DATA EXCERPTS —
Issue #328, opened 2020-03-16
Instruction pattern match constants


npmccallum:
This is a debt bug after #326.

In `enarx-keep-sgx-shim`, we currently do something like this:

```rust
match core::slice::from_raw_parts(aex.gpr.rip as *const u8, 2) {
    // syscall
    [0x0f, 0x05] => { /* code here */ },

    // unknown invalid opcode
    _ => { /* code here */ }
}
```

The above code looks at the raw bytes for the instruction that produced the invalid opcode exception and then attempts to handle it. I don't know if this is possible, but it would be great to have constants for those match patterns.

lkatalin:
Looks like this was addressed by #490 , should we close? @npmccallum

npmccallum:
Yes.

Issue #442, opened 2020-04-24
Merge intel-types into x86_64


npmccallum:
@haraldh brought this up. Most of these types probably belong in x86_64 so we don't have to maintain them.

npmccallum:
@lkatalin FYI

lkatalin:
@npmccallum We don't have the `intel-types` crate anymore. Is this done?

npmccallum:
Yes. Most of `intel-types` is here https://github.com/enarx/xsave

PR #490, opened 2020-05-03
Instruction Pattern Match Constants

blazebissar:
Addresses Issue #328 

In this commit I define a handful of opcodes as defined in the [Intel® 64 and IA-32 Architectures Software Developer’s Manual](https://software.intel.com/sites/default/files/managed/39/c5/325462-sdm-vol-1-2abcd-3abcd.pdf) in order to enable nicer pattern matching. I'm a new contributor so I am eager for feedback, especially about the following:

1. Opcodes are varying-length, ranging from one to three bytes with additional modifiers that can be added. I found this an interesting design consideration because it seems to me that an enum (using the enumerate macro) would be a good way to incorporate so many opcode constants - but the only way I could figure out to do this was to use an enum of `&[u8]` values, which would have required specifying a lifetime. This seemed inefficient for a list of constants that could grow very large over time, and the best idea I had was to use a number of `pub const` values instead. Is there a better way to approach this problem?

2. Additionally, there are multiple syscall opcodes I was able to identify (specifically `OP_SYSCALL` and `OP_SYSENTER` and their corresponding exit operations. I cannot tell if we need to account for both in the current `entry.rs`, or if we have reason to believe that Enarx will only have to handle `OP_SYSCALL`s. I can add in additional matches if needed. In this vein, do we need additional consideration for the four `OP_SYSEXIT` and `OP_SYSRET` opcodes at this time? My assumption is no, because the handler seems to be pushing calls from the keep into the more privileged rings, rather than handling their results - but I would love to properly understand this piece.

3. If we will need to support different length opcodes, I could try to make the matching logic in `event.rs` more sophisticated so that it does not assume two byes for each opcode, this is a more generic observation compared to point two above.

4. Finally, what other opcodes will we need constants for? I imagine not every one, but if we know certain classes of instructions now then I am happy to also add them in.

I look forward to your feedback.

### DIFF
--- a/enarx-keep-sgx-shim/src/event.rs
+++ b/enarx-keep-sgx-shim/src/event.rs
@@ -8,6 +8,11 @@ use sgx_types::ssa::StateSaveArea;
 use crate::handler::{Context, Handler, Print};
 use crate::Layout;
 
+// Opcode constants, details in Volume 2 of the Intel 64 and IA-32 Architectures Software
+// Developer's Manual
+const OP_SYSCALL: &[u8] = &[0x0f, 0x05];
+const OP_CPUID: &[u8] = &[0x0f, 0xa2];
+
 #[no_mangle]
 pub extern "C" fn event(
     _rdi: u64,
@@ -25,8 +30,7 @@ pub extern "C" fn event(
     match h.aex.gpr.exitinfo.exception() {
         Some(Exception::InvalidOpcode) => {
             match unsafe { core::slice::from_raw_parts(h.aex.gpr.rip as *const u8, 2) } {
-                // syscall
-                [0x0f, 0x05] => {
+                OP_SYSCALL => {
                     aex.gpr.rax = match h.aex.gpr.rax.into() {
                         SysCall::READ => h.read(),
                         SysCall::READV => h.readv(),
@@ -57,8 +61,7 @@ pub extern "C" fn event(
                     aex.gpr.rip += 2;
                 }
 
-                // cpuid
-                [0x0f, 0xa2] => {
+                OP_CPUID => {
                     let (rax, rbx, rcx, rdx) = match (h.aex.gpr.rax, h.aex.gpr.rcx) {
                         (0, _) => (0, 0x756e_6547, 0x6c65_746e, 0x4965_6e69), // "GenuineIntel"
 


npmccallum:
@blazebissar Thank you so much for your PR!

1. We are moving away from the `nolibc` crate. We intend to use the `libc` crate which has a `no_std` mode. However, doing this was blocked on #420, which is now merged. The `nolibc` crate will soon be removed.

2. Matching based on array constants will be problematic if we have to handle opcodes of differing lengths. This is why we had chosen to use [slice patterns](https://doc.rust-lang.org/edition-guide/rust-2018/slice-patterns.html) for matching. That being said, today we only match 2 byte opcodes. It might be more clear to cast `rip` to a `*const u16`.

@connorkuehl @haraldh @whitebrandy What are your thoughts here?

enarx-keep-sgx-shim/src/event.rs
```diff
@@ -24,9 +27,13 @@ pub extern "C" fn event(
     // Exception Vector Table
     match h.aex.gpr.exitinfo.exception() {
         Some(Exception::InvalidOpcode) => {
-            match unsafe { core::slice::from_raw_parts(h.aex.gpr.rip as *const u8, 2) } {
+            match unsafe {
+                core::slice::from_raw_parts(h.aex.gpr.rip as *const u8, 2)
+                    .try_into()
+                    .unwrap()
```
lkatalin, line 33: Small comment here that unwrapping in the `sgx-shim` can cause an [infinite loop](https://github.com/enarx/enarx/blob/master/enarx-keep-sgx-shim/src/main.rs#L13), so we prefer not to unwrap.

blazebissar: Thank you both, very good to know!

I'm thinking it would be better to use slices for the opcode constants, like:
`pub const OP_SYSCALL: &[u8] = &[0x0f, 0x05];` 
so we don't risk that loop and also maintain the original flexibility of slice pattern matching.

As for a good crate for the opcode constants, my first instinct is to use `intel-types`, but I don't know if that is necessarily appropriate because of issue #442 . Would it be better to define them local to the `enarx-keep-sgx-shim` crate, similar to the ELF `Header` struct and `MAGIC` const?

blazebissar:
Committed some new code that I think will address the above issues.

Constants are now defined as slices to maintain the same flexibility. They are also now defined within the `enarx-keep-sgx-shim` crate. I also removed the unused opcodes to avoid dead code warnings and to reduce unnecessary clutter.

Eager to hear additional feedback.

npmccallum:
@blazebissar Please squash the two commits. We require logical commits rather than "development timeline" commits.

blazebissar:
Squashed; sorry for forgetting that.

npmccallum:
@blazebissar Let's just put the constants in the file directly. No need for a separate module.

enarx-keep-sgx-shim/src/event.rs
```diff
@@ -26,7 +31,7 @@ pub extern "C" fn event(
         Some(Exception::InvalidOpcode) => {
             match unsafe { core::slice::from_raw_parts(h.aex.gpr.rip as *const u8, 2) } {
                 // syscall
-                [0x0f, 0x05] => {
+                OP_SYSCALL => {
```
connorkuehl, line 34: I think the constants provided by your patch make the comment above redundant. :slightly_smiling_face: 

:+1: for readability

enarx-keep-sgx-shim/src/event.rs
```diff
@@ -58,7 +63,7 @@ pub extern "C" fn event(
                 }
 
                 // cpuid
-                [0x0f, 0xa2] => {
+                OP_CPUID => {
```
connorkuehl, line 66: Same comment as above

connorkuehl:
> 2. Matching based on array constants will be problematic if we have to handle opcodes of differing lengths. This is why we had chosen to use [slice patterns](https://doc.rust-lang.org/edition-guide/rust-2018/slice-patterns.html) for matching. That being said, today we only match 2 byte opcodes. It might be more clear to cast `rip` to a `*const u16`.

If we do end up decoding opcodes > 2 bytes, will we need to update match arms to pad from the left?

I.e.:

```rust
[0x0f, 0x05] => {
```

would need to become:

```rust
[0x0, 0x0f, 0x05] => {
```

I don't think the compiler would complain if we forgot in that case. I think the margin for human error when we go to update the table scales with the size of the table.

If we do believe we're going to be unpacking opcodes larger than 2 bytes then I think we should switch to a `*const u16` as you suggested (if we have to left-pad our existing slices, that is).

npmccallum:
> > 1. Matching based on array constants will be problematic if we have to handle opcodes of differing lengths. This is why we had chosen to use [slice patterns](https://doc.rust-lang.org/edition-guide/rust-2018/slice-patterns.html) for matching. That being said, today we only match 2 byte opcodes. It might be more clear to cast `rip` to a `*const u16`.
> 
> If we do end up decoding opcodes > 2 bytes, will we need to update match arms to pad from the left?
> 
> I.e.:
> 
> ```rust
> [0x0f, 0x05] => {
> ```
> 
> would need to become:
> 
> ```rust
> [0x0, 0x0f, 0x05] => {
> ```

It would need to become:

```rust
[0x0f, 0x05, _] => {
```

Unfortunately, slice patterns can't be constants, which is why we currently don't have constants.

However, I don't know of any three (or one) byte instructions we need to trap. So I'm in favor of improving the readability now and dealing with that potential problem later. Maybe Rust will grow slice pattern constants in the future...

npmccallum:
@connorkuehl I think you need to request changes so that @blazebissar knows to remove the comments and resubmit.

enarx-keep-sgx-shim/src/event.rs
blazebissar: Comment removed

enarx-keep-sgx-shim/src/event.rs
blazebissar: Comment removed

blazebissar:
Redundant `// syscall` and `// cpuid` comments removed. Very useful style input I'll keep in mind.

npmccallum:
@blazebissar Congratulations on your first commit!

WORK ITEM —
When "Developer" shows up in a line of the material, report that line.

RESULT —
In this commit I define a handful of opcodes as defined in the [Intel® 64 and IA-32 Architectures Software Developer’s Manual](https://software.intel.com/sites/default/files/managed/39/c5/325462-sdm-vol-1-2abcd-3abcd.pdf) in order to enable nicer pattern matching. I'm a new contributor so I am eager for feedback, especially about the following:
+// Developer's Manual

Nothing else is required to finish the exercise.